Runners Macros for long distance

EatWholeFoods
EatWholeFoods Posts: 174 Member
edited November 2024 in Food and Nutrition
Hi I was wondering what other long distance runners so for their daily macros? I recently recovered from an 8 month injury and lost muscle too. I want to lose fat and gain muscle while keeping the energy up for long runs. Right now I am 50/20/30. I used to be 45/30/25 when I had lean muscle mass and wasn't running. I lifted and did other cardio for about 5 mi a day. Do I just increase protein since I want to increase muscle? I am lifting again.

Replies

  • krissyreminisce
    krissyreminisce Posts: 284 Member
    I have mine set up the same as yours, but I try to make the effort to go over my protein if I can.

    Good luck getting back into the swing of things!

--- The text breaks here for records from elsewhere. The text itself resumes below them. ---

PR #368, opened 2023-12-19
Simplify iOS development team setup

rolandkakonyi:
## Description

Currently when trying to run the iOS or tvOS example application on a physical device, it ends up with an error requiring an Apple Development Team to be set in the project file.
This is a change that should not be committed into the repository as the development team can be unique to each contributor.
This causes unnecessary overhead with change management.
This PR changes that to simplify the handling of this via an optional `Developer.xcconfig` file.

## Changes

1. Introduced specific build configuration files (`.xcconfig`) for iOS and tvOS per config (`Debug`/`Release`) and configured to optionally import the `Developer.xcconfig` file.
[Same way as in our Flutter Player SDK](https://github.com/bitmovin/bitmovin-player-flutter/blob/main/CONTRIBUTING.md#for-ios-development).
2. Updated `CONTRIBUTING.md` with the instructions for setup.
3. Applied workaround for Resource Bundle targets from the Pods project to avoid the need of a development team there.

NOTE: if you already have the project checked out, you need to run `yarn example pods` for the Pods project workaround to take effect.

## Checklist
- [x] 🗒 `CHANGELOG` entry - not applicable, only example project and documentation changes


example/ios/Podfile
```diff
@@ -105,3 +106,14 @@ def fix_deployment_target(installer)
     end
   end
 end
+
+def disable_resource_bundle_signing(installer)
+  installer.pods_project.targets.each do |target|
+    target_is_resource_bundle = target.respond_to?(:product_type) && target.product_type == 'com.apple.product-type.bundle'
+    target.build_configurations.each do |config|
+      if target_is_resource_bundle
+        config.build_settings['CODE_SIGNING_ALLOWED'] = 'NO'
```
rolandkakonyi, line 115: This is needed to workaround the required code-signing for resource bundle targets.

Initially I wanted to set the team properly but it is not trivial to get the value out of the `Developer.xcconfig` file.
This is no problem as long as we don't want to submit the example application to the App Store (it will never happen :) )

zigavehovec: Thanks for the comment. Might be worth add it to the code also 🙂

zigavehovec (approved):
LGTM!

example/ios/Podfile
rolandkakonyi: That's a great idea, added comment for all workaround here: ed4dfa5

PR #372, opened 2024-01-09
boost install workaround

dweinber:
## Description
Since 6th January 2024, installing dependencies failed due to `boost`, which is used by `react-native`.
See issues https://github.com/boostorg/boost/issues/843 and https://github.com/facebook/react-native/issues/42180 for details, the second issue contains the official react-native workaround proposal.

Note: A fix should be available in `react-native` version `0.72.9` which should be an easy upgrade (only the RN package version changed according to the [RN Upgrade Helper](https://react-native-community.github.io/upgrade-helper/?from=0.72.6&to=0.72.9) and wouldn't require the workaround. However, we're using also `react-native-tvos` which hasn't released a fix yet so we anyway need the workaround for now.

## Changes
After installing the dependencies from npm, the new patch files will be applied to the installed `react-native` npm package. The patch files contain updated download locations for `boost`.

## Checklist
- [ ] 🗒 `CHANGELOG` entry


rolandkakonyi (approved):
All green! Nice job! Thanks for the effort!

PR #388, opened 2024-01-26
Add SRT (SubRip) subtitle support

rolandkakonyi:
## Description

This PR adds support for SubRip (SRT) subtitle support for side-loaded subtitles.
In #387 the build broke due to the iOS Player update changes with new enum values.

## Changes

Added support for SRT subtitles by mapping the relevant enum cases and mime types accordingly.

## Checklist
- [x] 🗒 `CHANGELOG` entry

### DIFF
--- a/android/src/main/java/com/bitmovin/player/reactnative/converter/JsonConverter.kt
+++ b/android/src/main/java/com/bitmovin/player/reactnative/converter/JsonConverter.kt
@@ -530,7 +530,12 @@ fun ReadableMap.toSubtitleTrack(): SubtitleTrack? {
 /**
  * Converts any subtitle format name in its mime type representation.
  */
-private fun String.toSubtitleMimeType(): String = "text/$this"
+private fun String.toSubtitleMimeType(): String = when (this) {
+    "vtt" -> "text/vtt"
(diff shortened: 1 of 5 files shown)


android/src/main/java/com/bitmovin/player/reactnative/converter/JsonConverter.kt
```diff
@@ -530,7 +530,12 @@ fun ReadableMap.toSubtitleTrack(): SubtitleTrack? {
 /**
  * Converts any subtitle format name in its mime type representation.
  */
-private fun String.toSubtitleMimeType(): String = "text/$this"
+private fun String.toSubtitleMimeType(): String = when (this) {
+    "vtt" -> "text/vtt"
```
strangesource, line 534: not needed, same as the else branch, right?

strangesource (approved):
Nice, just some nit.

android/src/main/java/com/bitmovin/player/reactnative/converter/JsonConverter.kt
rolandkakonyi: True, fixed in cc2198e

PR #404, opened 2024-03-01
Update react native to 0.73.4

matamegger:
## Description

To unblock player updates we need to upgrade the react native version. The react native version update also comes with required upgrades of the tooling e.g. jdk, node updates.

## Changes

- Update GH workflows to set up the according jdk, node and xcode version
- Update to react native `0.73.4` as well as to `0.73.4-0` of the tvos fork
- Remove flipper integration (not needed by us, and there has been a change in the framework setup)
- Refactored java app entry points to kotlin (applied from the official template)
- Updated the gradle setup as well as the build, compile, target and ndk version
- Removed boost "jfrog" workaround
- example: Updated react native navigation, orientation locker, safe are context, native screens, system navigation bar
- example: fixed (now facing) type issues
- Adjusted the ios project setup in alignment with the changes in react native upgrade helper tool

## Checklist
- [x] 🗒 `CHANGELOG` entry


matamegger:
@zigavehovec @rolandkakonyi feel free to redistribute the review. I thought you would be the best match for this kind of PR :)

krocard (approved):
Very nice :+1:

rolandkakonyi:
I will keep updating this comment as this will take some time 😅

Integration tests: passed ✅ 
Manual testing: in progress ⏳
Code review: not started yet

.github/workflows/ci-ios-tvos.yml
rolandkakonyi, line 1: I can't remember exactly if the Xcode version change was the fix we needed, or something else.
Do you remember if this is needed?
I would not have the Xcode version updated unless needed to keep it in sync with our min. supported Xcode version as on the iOS Player SDK.

matamegger: Good point! I will double check.

zigavehovec (approved):
The changes look good 👍
Manual testing for Android looks good apart from the offline feature, where  RuntimeException is thrown when trying to start the download: 
```
Caused by: java.lang.SecurityException: Starting FGS with type dataSync callerApp=ProcessRecord{f884966 14500:com.bitmovin.player.reactnative.example/u0a326} targetSDK=34 requires permissions: all of the permissions allOf=true [android.permission.FOREGROUND_SERVICE_DATA_SYNC]
```
This is unrelated to the changes in this PR but should be very easy to fix (just adding the FOREGROUND_SERVICE_DATA_SYNC permission in the example manifest). Could you take care of this?

matamegger:
> 2. Landscape Fullscreen Handling on Android and iOS has the wrong initial state. It goes full screen but portrait mode. On iOS then it gets stuck as landscape, even staying like that for the list screen.

This seems to be the case before this PR already. Not going to fix this within this PR.

PR #406, opened 2024-03-01
Support `CueEnter` and `CueExit` events

123mpozzi:
## Description

Implement two **subtitle cue events** and their relative listeners:
- `CueEnter` - Fired when a subtitle entry transitions into the active status
- `CueExit` - Fired when an active subtitle entry transitions into the inactive status

They currently support the following properties:
- `start` - The playback time in seconds when the subtitle should be rendered
- `end` - The playback time in seconds when the subtitle should be hidden
- `text` (_Optional_) - The textual content of the subtitle

## Changes

- Add support for `CueEnterEvent` and `CueExitEvent`
- Add related listeners: `onCueEnter`, and `onCueExit`
- Update the demo page _Subtitle and captions_ to listen to the newly added events

## Testing

- Cover the events being fired in the correct order in integration tests
- Add Sintel to Sources

### How to Manual test
- Run the page `Examples > Subtitle and captions`
- Sets subtitles to "_Custom English (WebVTT)_" as its cues also feature the `end` property
  > But often the tracks do not have the `end` property (maybe the native player is not communicating it to us?). In all cases, it should not be a concern of this PR as the parameters serialization seems to be working correctly
- Seek to somewhere around `2:10` to find some dialogue
- Look at the logs on Metro: it should listen successfully to the added events

## Checklist
- [x] 🗒 `CHANGELOG` entry


android/src/main/java/com/bitmovin/player/reactnative/converter/JsonConverter.kt
```diff
@@ -470,6 +470,18 @@ fun PlayerEvent.toJson(): WritableMap {
...
+            json.putDouble("start", start)
+            json.putDouble("end", end)
+            json.putString("text", text)
+        }
+
+        is PlayerEvent.CueExit -> {
+            json.putDouble("start", start)
+            json.putDouble("end", end)
+            json.putString("text", text)
+        }
```
strangesource, line 483: Does it make sense to relay all cue events even if they don't make sense with the supported content? E.g. bitmap subtitles will not have any useful content for customers without the image IMO.

src/events.ts
```diff
@@ -735,3 +735,39 @@ export interface PlaybackSpeedChangedEvent extends Event {
...
+   */
+  start: number;
+  /**
+   * The playback time in seconds when the subtitle should be hidden.
+   */
+  end: number;
+  /**
+   * The textual content of this subtitle.
+   */
+  text?: string;
```
strangesource, line 754: Does it make sense to have the text as optional? What is the use case for a cue without text?

strangesource (commented):
Looking good in general, just some questions.

android/src/main/java/com/bitmovin/player/reactnative/converter/JsonConverter.kt
123mpozzi: That's a valid point, thank you for bringing it up. 👍    
But the idea for this PR was to implement the same baseline API we did for the Flutter SDK. So supporting other `Cue` fields would be out of scope here.  
Filtering the cue events which are not supported yet could be object of discussion, but I think the plan for now is to keep it simple.  

Let me know however if you think we should go that direction with this PR 🙌

rolandkakonyi (approved):
Nice job! 🎉

android/src/main/java/com/bitmovin/player/reactnative/converter/JsonConverter.kt
strangesource: > supporting other Cue fields would be out of scope here.
Makes sense. 👍 

> the plan for now is to keep it simple.

Fine for me. Should we add some documentation around what is supported and what now? I still think it is confusing to get `Cue`s without any useful information.

123mpozzi: Nice idea. I added a note in ca321df922423048775deb723bc9b567e9f6ba7a

strangesource (approved):

PR #408, opened 2024-03-05
Extract environment setup for the CI into separate action

matamegger:
## Description

There is a lot of redundancy in the CI workflows regarding the setup of the tooling. Which is especially noticeable when updating or changing tooling setups and versions.

## Changes

Extract the setup into a configurable action and replace the setup with the newly introduced action.

## Checklist
- [x] 🗒 `CHANGELOG` entry

### DIFF
--- a/.github/actions/setup-build/action.yml
+++ b/.github/actions/setup-build/action.yml
@@ -1,0 +1,85 @@
+name: Setup build environment
+description: Setup the build environment
+
+inputs:
+  node:
+    description: Setup node and install root node modules
+    default: false
+    required: false
+  subprojects:
+    description: Setup node and install root and subproject node modules (overrides `node` input)
+    default: false
+    required: false
+  ios-build:
+    description: Setup xcode and install dependencies
+    default: false
+    required: false
+  restore-pods:
+    description: Restores the Pod cache
+    default: false
+    required: false
+  java:
+    description: Setup Java and Gradle cache
+    default: false
+    required: false
+
+runs:
+  using: composite
+  steps:
+    - name: Set up Java
+      if: ${{ inputs.java == 'true' }}
+      uses: actions/setup-java@v3
+      with:
+        distribution: 'zulu'
+        java-version: '17'
+
+    - name: Set up Gradle cache
+      if: ${{ inputs.java == 'true' }}
+      uses: gradle/gradle-build-action@v2
+      with:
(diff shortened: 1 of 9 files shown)


.github/actions/setup-build/action.yml
```diff
@@ -0,0 +1,85 @@
...
+        registry-url: 'https://registry.npmjs.org/'
+        cache: 'yarn'
+
+    - name: Install node_modules
+      if: ${{ inputs.node == 'true' || inputs.subprojects == 'true' }}
+      shell: bash
+      run: yarn install --frozen-lockfile
+
+    - name: Install node_modules (example/)
+      if: ${{ inputs.subprojects == 'true' || inputs.subprojects == 'true' }}
```
rolandkakonyi, line 56: Is this a typo? `inputs.subprojects == 'true'` is there 2x!

.github/actions/setup-build/action.yml
rolandkakonyi, line 1: Could we call this `prepare-dependencies`?
`setup-build` is a bit unclear to me if it actually builds or not.

matamegger: "dependencies" is hear a bit broadly used IMO. Installing xcode or java is strictly preparing a dependency, but not what we usually talk about when talking about dependencies I think.

`prepare-environment` or `setup-environment`?

rolandkakonyi: It is a dependency for the upcoming build process. We use the term in the iOS SDK, but I like both `prepare-environment` and `setup-environment`. Either is fine!

.github/actions/setup-build/action.yml
matamegger: Embarrassing. Seems to be a copy past error on my side. should be just once there.

.github/actions/setup-build/action.yml
matamegger: I see. I guess `environment` is a good compromise then :)

matamegger: https://github.com/bitmovin/bitmovin-player-react-native/pull/408/commits/e25bdbf939ee04d175fbeea0abe4c22b680f4a90

.github/actions/setup-build/action.yml
matamegger: https://github.com/bitmovin/bitmovin-player-react-native/pull/408/commits/443a4be8423bfb1c314ceef4760ff22aa6502365

PR #412, opened 2024-03-19
Fix event listener conflicts

123mpozzi:
## Description

The names we are using for events are too generic (eg. `onSeek`): this may cause conflicts with other 3rd party libraries in case both are included in the same project.

> **Note**
> The Android part did not have conflict issues. However, the bubbled events have been renamed also there to keep them synced with the iOS part, to avoid future confusion.

## Changes

- Rename the bubbled listeners which are communicating with our native SDKs using a `onBmp` prefix instead of the generic `on` prefix
  > I decided to keep using a prefix starting with `on`(instead of eg. `bmpOn`) because in iOS [RCTBubblingEventBlock must be prefixed with on](https://reactnative.dev/docs/native-components-ios#events).
- Create a copy of `events.ts` named `nativeEvents.ts` which contains the bubbled event listeners
  > The original file now contains the un-bubbled event listeners together with the un-bubbling function

## Testing

Run integration tests to check if events are working correctly

## Checklist
- [x] 🗒 `CHANGELOG` entry


matamegger (commented):
Android side looks fine!

Have you also done some manual expectation of the sample apps on iOS and android? :)
Do all of them still work?

123mpozzi:
> Android side looks fine!
> 
> Have you also done some manual expectation of the sample apps on iOS and android? :) Do all of them still work?

Yes 👍 , I tested all the samples apart from casting and offline

matamegger (approved):

CHANGELOG.md
```diff
@@ -6,6 +6,10 @@
 
 - `CueEnterEvent` and `CueExitEvent` to signal when a subtitle entry transitions into an active or inactive status respectively
 
+### Fixed
+
+- Use `onBmp` as a prefix to registered event listeners to prevent event name conflicts with other 3rd party libraries
```
rolandkakonyi, line 11: I would not go into that much detail but say something like this instead:
```suggestion
- Fix potential event name conflicts with other 3rd party libraries
```

rolandkakonyi (commented):
Changes look good!
Manual testing looks good as well!

Please delete the testing related branches once merging this!

123mpozzi:
> Changes look good! Manual testing looks good as well!
> 
> Please delete the testing related branches once merging this!

Sure, I will 👍

rolandkakonyi (approved):

PR #419, opened 2024-03-29
Expose hideFirstFrame config

dweinber:
## Description
Our native SDKs contains a configuration to ensure the first frame of the main content is not shown, which is useful for pre-roll ads in some scenarios. This configuration was not exposed to the React Native app.

## Changes
Expose `PlayerViewConfig.hideFirstFrame`, which maps to
- `PlayerViewConfig.hideFirstFrame` on Android, and
- `BitmovinUserInterfaceConfig.hideFirstFrame` and `SystemUserInterfaceConfig.hideFirstFrame` on iOS/tvOS.

## Checklist
- [x] 🗒 `CHANGELOG` entry

### DIFF
--- a/android/src/main/java/com/bitmovin/player/reactnative/converter/JsonConverter.kt
+++ b/android/src/main/java/com/bitmovin/player/reactnative/converter/JsonConverter.kt
@@ -750,6 +750,9 @@ fun toPlayerViewConfig(json: ReadableMap) = PlayerViewConfig(
             ?.getBooleanOrNull("playbackSpeedSelectionEnabled")
             ?: true,
     ),
+    hideFirstFrame = json.getMap("hideFirstFrame")
+        ?.getBooleanOrNull("hideFirstFrame")
+        ?: false,
 )
 
 private fun ReadableMap.toUserInterfaceTypeFromPlayerConfig(): UserInterfaceType? =
--- a/android/src/main/java/com/bitmovin/player/reactnative/converter/JsonConverter.kt
+++ b/android/src/main/java/com/bitmovin/player/reactnative/converter/JsonConverter.kt
@@ -751,9 +751,7 @@ fun toPlayerViewConfig(json: ReadableMap) = PlayerViewConfig(
             ?.getBooleanOrNull("playbackSpeedSelectionEnabled")
             ?: true,
     ),
-    hideFirstFrame = json.getMap("hideFirstFrame")
-        ?.getBooleanOrNull("hideFirstFrame")
-        ?: false,
+    hideFirstFrame = json.getBooleanOrNull("hideFirstFrame") ?: false,
 )
 
 private fun ReadableMap.toUserInterfaceTypeFromPlayerConfig(): UserInterfaceType? =
--- a/ios/RCTConvert+BitmovinPlayer.swift
+++ b/ios/RCTConvert+BitmovinPlayer.swift
@@ -1157,7 +1157,7 @@ extension RCTConvert {
         return RNPlayerViewConfig(
             uiConfig: rnUiConfig(json["uiConfig"]),
             pictureInPictureConfig: pictureInPictureConfig(json["pictureInPictureConfig"]),
-            hideFirstFrame: json["hideFirstFrame"] as? Bool ?? false
+            hideFirstFrame: json["hideFirstFrame"] as? Bool
         )
     }
 
--- a/ios/RCTConvert+BitmovinPlayer.swift
+++ b/ios/RCTConvert+BitmovinPlayer.swift
@@ -1265,7 +1265,7 @@ internal struct RNPlayerViewConfig {
      * To reliably hide the first frame before a pre-roll ad, please ensure that you are using the
      * `AdvertisingConfig` to schedule ads and not the `scheduleAd` API call.
      */
-    var hideFirstFrame: Bool
+    var hideFirstFrame: Bool?
 }
 
 /**
--- a/ios/RCTConvert+BitmovinPlayer.swift
+++ b/ios/RCTConvert+BitmovinPlayer.swift
@@ -1156,7 +1156,8 @@ extension RCTConvert {
 
         return RNPlayerViewConfig(
             uiConfig: rnUiConfig(json["uiConfig"]),
-            pictureInPictureConfig: pictureInPictureConfig(json["pictureInPictureConfig"])
+            pictureInPictureConfig: pictureInPictureConfig(json["pictureInPictureConfig"]),
+            hideFirstFrame: json["hideFirstFrame"] as? Bool ?? false
         )
     }
 
@@ -1256,6 +1257,15 @@ internal struct RNPlayerViewConfig {
         }
         return config
     }
+
+    /**
+     * When set to `true` the first frame of the main content will not be rendered before playback starts.
+     * Default is `false`.
+     *
+     * To reliably hide the first frame before a pre-roll ad, please ensure that you are using the
+     * `AdvertisingConfig` to schedule ads and not the `scheduleAd` API call.
+     */
+    var hideFirstFrame: Bool
 }
 
 /**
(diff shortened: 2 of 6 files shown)


android/src/main/java/com/bitmovin/player/reactnative/converter/JsonConverter.kt
```diff
@@ -751,6 +751,9 @@ fun toPlayerViewConfig(json: ReadableMap) = PlayerViewConfig(
             ?.getBooleanOrNull("playbackSpeedSelectionEnabled")
             ?: true,
     ),
+    hideFirstFrame = json.getMap("hideFirstFrame")
```
rolandkakonyi, line 754: Should that first `getMap` be with `uiConfig`?

Note: I didn't run this yet but based on the code above that would make sense.

```suggestion
    hideFirstFrame = json.getMap("uiConfig")
```

ios/RCTConvert+BitmovinPlayer.swift
```diff
@@ -1156,7 +1156,8 @@ extension RCTConvert {
 
         return RNPlayerViewConfig(
             uiConfig: rnUiConfig(json["uiConfig"]),
-            pictureInPictureConfig: pictureInPictureConfig(json["pictureInPictureConfig"])
+            pictureInPictureConfig: pictureInPictureConfig(json["pictureInPictureConfig"]),
+            hideFirstFrame: json["hideFirstFrame"] as? Bool ?? false
```
rolandkakonyi, line 1160: I would make `hideFirstFrame` as an optional bool (`Bool?`), so we can indicate we want the default SDK value, indicated by `nil`.
This way we don't have to sync the default value both here in RN and on the native SDK.

That way we would only modify this flag when we have a known value.

What do you think?

src/components/PlayerView/playerViewConfig.ts
```diff
@@ -19,6 +19,13 @@ export interface PlayerViewConfig {
    * Provides options to configure Picture in Picture playback.
    */
   pictureInPictureConfig?: PictureInPictureConfig;
+
+  /**
+   * When set to `true`, the first frame of the main content will not be rendered before playback starts. Default is `false`.
```
rolandkakonyi, line 24: Please mention that this will have no effect with `UserInterfaceType.Subtitle`, at least on iOS.

ios/RNPlayerViewManager.swift
```diff
@@ -74,6 +62,42 @@ public class RNPlayerViewManager: RCTViewManager {
...
+#if os(iOS)
+        if styleConfig.userInterfaceType == .bitmovin {
+            let bitmovinUserInterfaceConfig = styleConfig
+                .userInterfaceConfig as? BitmovinUserInterfaceConfig ?? BitmovinUserInterfaceConfig()
+
+            if let uiConfig = playerViewConfig?.uiConfig {
+                bitmovinUserInterfaceConfig
+                    .playbackSpeedSelectionEnabled = uiConfig.playbackSpeedSelectionEnabled
+            }
+            bitmovinUserInterfaceConfig.hideFirstFrame = playerViewConfig?.hideFirstFrame ?? false
```
rolandkakonyi, line 78: In case we decide changing `hideFirstFrame` to optional.

```suggestion
            if let hideFirstFrame = playerViewConfig?.hideFirstFrame {
                bitmovinUserInterfaceConfig.hideFirstFrame = hideFirstFrame
            }
```

ios/RNPlayerViewManager.swift
```diff
@@ -74,6 +62,42 @@ public class RNPlayerViewManager: RCTViewManager {
...
+            }
+
+            return bitmovinUserInterfaceConfig
+        }
+#endif
+        if styleConfig.userInterfaceType == .system {
+          let systemUserInterfaceConfig = styleConfig
+                .userInterfaceConfig as? SystemUserInterfaceConfig ?? SystemUserInterfaceConfig()
+
+          systemUserInterfaceConfig.hideFirstFrame = playerViewConfig?.hideFirstFrame ?? false
```
rolandkakonyi, line 93: same here

src/components/PlayerView/playerViewConfig.ts
dweinber: Added in d63c39cd.

Android doesn't mention any restrictions etc in the API doc, plus for Android it's on the `PlayerViewConfig`, so I assume no such limitation exists there. But would be good to get confirmation from the Android team before marking this conversation as resolved.

ios/RNPlayerViewManager.swift
dweinber: Changed in 758e17b7

ios/RCTConvert+BitmovinPlayer.swift
dweinber: Makes definitely sense. Done in c833751b (although I'm not 100% sure that's how it's done in Swift, but it seems to work)/

src/components/PlayerView/playerViewConfig.ts
```diff
@@ -19,6 +19,14 @@ export interface PlayerViewConfig {
...
+   * This configuration has no effect for the ${@link UserInterfaceType.Subtitle} on iOS/tvOS.
```
rolandkakonyi, line 25: I think there is an extra `$` there
```suggestion
   * This configuration has no effect for the {@link UserInterfaceType.Subtitle} on iOS/tvOS.
```

src/components/PlayerView/playerViewConfig.ts
rolandkakonyi: @matamegger could you share some insights?

matamegger: The property should work for all UI types of the android player :)

rolandkakonyi: Actualy here is no good reason to not have it on iOS, I think it was just never requested.
@dweinber It would be a quite simple change to support it if needed.

android/src/main/java/com/bitmovin/player/reactnative/converter/JsonConverter.kt
dweinber: I think you're right that `json.getMap("hideFirstFrame")` is not correct, thanks for pointing out. However, changing it to your suggestion would mean that the `hideFirstFrame` flag is expected in `PlayerViewConfig.uiConfig` but it is in `PlayerViewConfig.hideFirstFrame`.

I think `hideFirstFrame = json.getBooleanOrNull("hideFirstFrame"),` would be the correct approach, but that doesn't work as I get a `Boolean?` but `PlayerViewConfig` expects a `Boolean`. Based on the conversation in the iOS part of this PR, we don't necessarily want to add the default value in RN, so I'm wondering what's the best approach for this. Maybe @matamegger has a suggestion?

src/components/PlayerView/playerViewConfig.ts
dweinber: Good to know, not needed at the moment but would be nice to have 🙂

rolandkakonyi (commented):
@dweinber could you enable the new flag in `BasicAds` for showcasing it?

android/src/main/java/com/bitmovin/player/reactnative/converter/JsonConverter.kt
rolandkakonyi: My bad for the wrong suggestion!
I see we already have some default values in there, which I missed. So no strong opinion about the default value topic.

dweinber:
Good idea @rolandkakonyi, done in 055f2458

rolandkakonyi (approved):
Changes and manual testing looks good from the iOS and TypeScript side!

android/src/main/java/com/bitmovin/player/reactnative/converter/JsonConverter.kt
dweinber: Makes all sense. I updated this in a108c8cd now.

matamegger (approved):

    I asked this question a while ago and got no response. :confused:
  • oilphins
    oilphins Posts: 240 Member
    Protein is really suppose to maintain muscle and help with fat loss. I would increase your protein to help with that. People who lift a lot of weights like bodybuilders have about 1.2 grams of protein per body weight a day. For the average person it's about .3 grams per body weight for anyone who doesn't exercise at all. I'm an avid runner like you and I have about 100 grams a day and I weigh 165 pounds. Depending on how much you weigh, you could even go up to .6 or .7 grams per pound. Egg whites or protein powder I find is the best for protein. I'm in my mid forties so I try to stay away from Chicken breast only because it's a little higher in cholesterol. Here's an idea for what a woman should have:

    no exercise .3
    light exercise .4
    very active .7
    light bodybuilding .8 to .9

    Hope this helps you.

  • EatWholeFoods
    EatWholeFoods Posts: 174 Member
    Thanks! I will try the .6 and calculate it. I seemed to have been better off when I had around 100g a day back in 2012. thanks for the tips!
This discussion has been closed.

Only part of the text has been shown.